I live on my own and am dying to live with DP. I guess I am just not a solitary creature! Having said that, more recently I've began to enjoy living alone just a tiny bit. I'd still much prefer to share my life with someone though.

lesdeluges · 16/01/2024 15:28

thebartenderatethethief · 16/01/2024 15:22

I live on my own and am dying to live with DP. I guess I am just not a solitary creature! Having said that, more recently I've began to enjoy living alone just a tiny bit. I'd still much prefer to share my life with someone though.

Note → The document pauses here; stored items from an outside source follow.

PR #17, opened 2016-11-08
Refactor by using rubocop

asmsuechan:
Before
```
113 files inspected, 2864 offenses detected
```

After
```
113 files inspected, 2768 offenses detected
```

We should discuss about .rubocop.yml.

PR #23, opened 2016-12-12
Code style

dankimio:
Fixes another ~2000 warnings in addition to #17.


kyuden:
@dankimio  We need to think about the rubocop configuration. and then, we should fix the codes with the rubocop configuration. Do you want me to create a sample of configuration? If it's is the case, I’ll close this PR and create new one.

dankimio:
@kyuden There's no need to. I've used the default one provided by Rubocop. Now that almost all  warnings are fixed, it is ready to be merged. The only ones left are regarding long lines and top-level comments, which should be okay for now.

kyuden:
@dankimio  You should also use rubocop on CI for continuous maintenance. So, you have to push `.rubocop.yml` to root.  But default one is a little noisy. What do you think?

dankimio:
@kyuden I agree with you on CI, but I wanted to focus this PR on fixing the existing style issues, so there's no need for a config file right now.

I'm pretty happy with the Rubocop defaults (with a few exceptions). It would be great to know what @athix @Ch4s3 think about adopting some style guide other than the [default](https://github.com/bbatsov/ruby-style-guide) one (or customizing).

kyuden:
@dankimio  I recommend not the default one but the rails [one](https://github.com/rails/rails/blob/master/.rubocop.yml#L3-L5).

PR #27, opened 2016-12-20
Add Wechat provider

Darmody:
Add Wechat provider. 😄 

Resolved #27

### DIFF
--- a/lib/generators/sorcery/templates/initializer.rb
+++ b/lib/generators/sorcery/templates/initializer.rb
@@ -121,6 +121,10 @@ Rails.application.config.sorcery.configure do |config|
   # config.paypal.callback_url = "http://0.0.0.0:3000/oauth/callback?provider=paypal"
   # config.paypal.user_info_mapping = {:email => "email"}
   #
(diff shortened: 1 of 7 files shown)


lib/generators/sorcery/templates/initializer.rb
```diff
@@ -121,6 +121,10 @@
   # config.paypal.callback_url = "http://0.0.0.0:3000/oauth/callback?provider=paypal"
   # config.paypal.user_info_mapping = {:email => "email"}
   #
+  # config.wechat.key = "
```
dankimio: Can you add the closing quotation marks? So that it works after uncommenting.

Darmody: Sure, updated.

Ch4s3:
This seems fine if @dankimio and @athix are ok with it. I know we're talking about moving providers to separate gems, but we haven't moved forward on that, and wechat is very popular so a lot of folks might find it useful.

Darmody:
@athix I have test it with my own app, it works!

And CHANGELOG.md updated.

PR #41, opened 2017-01-22
Resurrect block authentication

Fustrate:
This was never merged into the old repo, but I still think it's a worthwhile change.

https://github.com/NoamB/sorcery/pull/704

These changes allow a website to tell the difference between a wrong password, a locked account, and an inactive account, so that the user can be sent to a "resend activation" or "unlock account" page when necessary.

### DIFF
--- a/lib/sorcery/controller.rb
+++ b/lib/sorcery/controller.rb
@@ -30,8 +30,16 @@ module Sorcery
       # Runs hooks after login or failed login.
       def login(*credentials)
         @current_user = nil
-        user = user_class.authenticate(*credentials)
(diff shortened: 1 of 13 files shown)


Ch4s3:
Ok, I'll take a look. Probably good if @athix signs off as well.

athix:
I'll take a look when I get a chance, definitely sounds like a good change to have though.

Fustrate:
Any updates on this?

Ch4s3:
@Fustrate sorry for the delay, this looks super helpful upon further review!  Thanks!

PR #45, opened 2017-02-06
Re-add MongoID Adapter

### LINKED ISSUE #35: Error: Undefined method `authenticates_with_sorcery!' for User:Class
I get the "Undefined method `authenticates_with_sorcery!' for User:Class" error in Rails 5.0.1 with Mongoid 6.0.3 and Sorcery 0.10.0. I added the authenticates_with_sorcery! beneath the includes in my model but still getting the error. As long as I use Rails 5.0.1, Mongoid 6.0.3 and Sorcery 0.9.1 it works fine. Is there any change I have to make with loading the functions?

Regards,
Sven

athix:
There were plans on moving adapters out, but until that actually happens we need to keep this in otherwise MongoID will break for users. Interestingly, the additional adapters were removed in 2014, but were still a part of the v0.9.1 release.

Note to users experiencing issues: After updating to Sorcery v0.10.3, you must `include Mongoid::Document` _before_ you call `authenticates_with_sorcery!`

I have not thoroughly tested this, any feedback is appreciated.

Fixes #35

### DIFF
--- a/CHANGELOG.md
+++ b/CHANGELOG.md
@@ -1,5 +1,9 @@
 # Changelog
 
+## 0.10.3
+
+* Revert removal of MongoID Adapter (breaks Sorcery for MongoID users until separate gem is created)
+
 ## 0.10.2
 
 * Added support for Microsoft OAuth (thanks to @athix) [#37](https://github.com/Sorcery/sorcery/pull/37)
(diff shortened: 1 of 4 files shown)


athix:
@Ch4s3, when you get a chance would you mind reviewing this for release?

Thanks!

PR #49, opened 2017-02-16
fixed: 401 error in Twitter Login 

funaota:
As I tried "Twitter Login" as described in the following tutorial,
There was a 401 error with `if @ user = login_from (provider)`.

tutorial
https://github.com/Sorcery/sorcery/wiki/External

As I follow the cause,
The value of session in `Sorcery :: Providers :: Twitter.process_callback` was nil.

So, when I changed the value management to instance variable instead of session, I succeeded in "twitter login".

I tried the version of rails with 5.0.0 and 4.2.0, but the same bug(401 error) occurred in both cases.

### DIFF
--- a/lib/sorcery/providers/twitter.rb
+++ b/lib/sorcery/providers/twitter.rb
@@ -16,6 +16,8 @@ module Sorcery
 
         @site           = 'https://api.twitter.com'
         @user_info_path = '/1.1/account/verify_credentials.json'
+        @request_token = nil
+        @request_token_secret = nil
       end
 
       # Override included get_consumer method to provide authorize_path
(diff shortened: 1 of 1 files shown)


athix:
Hi @funaota, is your development machine's clock synced and callback URL on twitter set to `127.0.0.1:3000` or `0.0.0.0:3000`? (Alternatively, set the callback url to a real domain and allow applications to overwrite the callback, then in your application use one of the two local IPs) While I made a couple of adjustments afterwards, the tutorial didn't cause any issues for me so I'm curious how to replicate the issue.

funaota:
thanks @athix !
my development machine's clock synced.
and, Callback url is set to 0.0.0.0: 3000.

However, an error has occurred.

By sending a request twice with the same request token,
I think that "401 Authorization Required" has occurred.

________________________________

```
# /lib/sorcery/providers/twitter.rb

# calculates and returns the url to which the user should be redirected,
# to get authenticated at the external provider's site.
def login_url(_params, session)
  req_token = get_request_token
  session[:request_token]         = req_token.token
  session[:request_token_secret]  = req_token.secret
  authorize_url(request_token: req_token.token, request_token_secret: req_token.secret)
end
``` 
It seems that the value of the request token is assigned to `session`.

```
# /lib/sorcery/providers/twitter.rb

      # tries to login the user from access token
      def process_callback(params, session)
        args = {
          oauth_verifier:       params[:oauth_verifier],
          request_token:        session[:request_token],
          request_token_secret: session[:request_token_secret]
        }

        args[:code] = params[:code] if params[:code]
        get_access_token(args)
      end
```
Acquiring an access token In this method,
The value of session is empty.

funaota:
I am sorry that I did not have much knowledge about thread safe and made a "pull request" with a wrong solution.
I noticed that using instance variables is not good.

ebihara99999:
I don't know about the source @funaota  modified, but I replicate the same 401 error with the code which seems to have worked once. I'll looked into the source soon.

ebihara99999:
@funaota, I met the same error you encounterd (the point that raises error seems same: session is nil), but I found a solution. If you write  `config.twitter.callback_url = "http://0.0.0.0:3000/oauth/callback?provider=twitter"'`
then, you need to access `http://0.0.0.0:3000`. I encoutered the error when I set the value, but I accessed to `http://localhost:3000`. Session is not stored between different domain.

funaota:
@ebihara99999 
Thanks for telling me the solution!
It worked normally with its solution.

Issue #48, opened 2017-02-16
Is it fine to add undocumented option to initializer.rb?


tackeyy:
As I found the undocumented option which is about Github's [scope](https://developer.github.com/v3/oauth/#scopes) with external module in Github OAuth. I think it is better if below code is inserted in  [initializer.rb](https://github.com/Sorcery/sorcery/blob/master/lib/generators/sorcery/templates/initializer.rb#L114), because it takes time to find the option out if someone who uses Github OAuth with external module and want to manage the Github's scope.

> config.github.scope = 'user, repo'

athix:
I don't see any problem adding the scope to the generators, personally. Adding a note above the Github values though saying why/how to use the scope would help users understand why it's there (and why or why not they should use it). Feel free to open a PR, where we can discuss the finer details.

Also, if you wanted to update the docs in the wiki at all your help would be greatly appreciated. :)

tackeyy:
Thank you for the reply. As I opened PR #50, I close this issue.

PR #50, opened 2017-02-16
Add github scope option to initializer.rb

tackeyy:
As I found the undocumented option which is about Github's scope with external module in Github OAuth. I think it is better if this pull request is accept, because it takes time to find the option out if someone who uses Github OAuth with external module and want to manage the Github's scope.
I don't want to change original behavior when ` comment out ` of added option is remove, so default value is blank. (blank scope is called [ ` no scope ` ](https://developer.github.com/v3/oauth/#scopes).)

refs: #48

### DIFF
--- a/lib/generators/sorcery/templates/initializer.rb
+++ b/lib/generators/sorcery/templates/initializer.rb
@@ -115,6 +115,7 @@ Rails.application.config.sorcery.configure do |config|
   # config.github.secret = ""
   # config.github.callback_url = "http://0.0.0.0:3000/oauth/callback?provider=github"
   # config.github.user_info_mapping = {:email => "name"}
+  # config.github.scope = ""
   #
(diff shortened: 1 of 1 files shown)


athix:
Seeing as this doesn't change the default value, I don't really see any problem adding this even without added documentation in the config file. I feel like setting up applications for all the different oauth providers isn't very well documented, so that's something that we should probably add to the wiki. (Links to the appropriate dev docs (scopes, available mappings, etc) and simple walkthrough for getting your app started on each provider.)

tackeyy:
@athix thanks for approve.

> I feel like setting up applications for all the different oauth providers isn't very well documented, so that's something that we should probably add to the wiki.

I agree. It's more useful if all (or popular) oauth providers is well documented. if I could updated github oauth providers document, I'll open other PR :)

You can share your life with someone without having to live with them! No jocks, socks, clothes on the chair of doom, bristles in the sink, pee on the toilet seat, man flu, Xbox oblivion, and "where are you going" stuff.

It makes sense if it is far more economical to live in the same place for sure, but if that is not a feature, separate places are highly recommended IMV!

Bookkeepermum · 16/01/2024 15:31

I'm doing this with children. My ex was a nasty, abusive drunk. I met a wonderful man a few months later and we have been together since. We have two children together but I live in my house and he lives on his farm. We see each other daily. It works for us. Many people, mainly our friends and family can't understand it but each to their own.

Lizzieregina · 16/01/2024 15:32

@bunhead1979 i told DH I had a brilliant idea, separate homes, and he was horrified 😂 He’d hate not living together. Honestly, I do like my time with him, but he definitely wouldn’t be replaced!

Spookymormonhelldream · 16/01/2024 15:39

This is me! I'm 48, divorced, and I will NEVER live with a man again. All hard work and drudgery and no fun IME. At least if you live separately you can keep some romance alive!

Loubelou14 · 16/01/2024 15:42

This is something I'm struggling with. We're early 50s. I'd love to live together but it's not something we can do at the moment because I have kids and I wasn't ready to join up. I'd love to get married and feel like a proper couple. I'm constantly thinking about this at the moment. I hate travelling to his but the perk is the privacy. I want someone to share my life. I can see from these posts that we might not have to live together to do this but I feel sad inside like we'll never have the good parts of that .

Lachimolala · 16/01/2024 15:49

Yes I want this. I’m very open about it on first dates too. I won’t be having anymore children so I’m happy to spend time together, but keep our respective homes for ourselves.

TheBerry · 16/01/2024 15:58

Honestly yes I’d love that.

OnlyTheBravest · 16/01/2024 15:58

My partner and I have separate homes. We see each other/stay on the weekends. It gives us the time we need. No arguments about the house or bedrooms for each others children. I enjoy being the king of my castle.
It works for us.

competentadult · 16/01/2024 16:02

I wish this had been an option for me and DP.

If finances allowed it, I'd sign up.

CactusMactus · 16/01/2024 16:04

It woud be interesting to know how many men would like to live separately from their female partners... I am guessing not as many as the other way around (but totally guessing).

Blondehairgonewild · 16/01/2024 16:05

I think I have a unicorn! My DH does 90% of our washing, folding, putting clothes away. He’s rubbish at dusting so he’s maybe not a unicorn 🦄

I am quite social and would hate to live alone, I love having my DH here and kids. I think I might be a minority from this thread though

Sodndashitall · 16/01/2024 16:06

It's the way forward especially when you're a bit older/divorced etc.
I like my bed to myself, I am intolerant of snoring as getting a good night sleep hard enough as it is. I like watching my stuff on telly, I like eating my food and I dont want to think about another person all the time. Hard enough with two teens to run around after.
We have amazing weekends when we are together and fun and sex and all that but don't want it all the time !

MotherofGorgons · 16/01/2024 16:20

I appear to have a unicorn in that Dh never asks me where I am going and is tidier than me. He does snore, though. And watch way too much TV.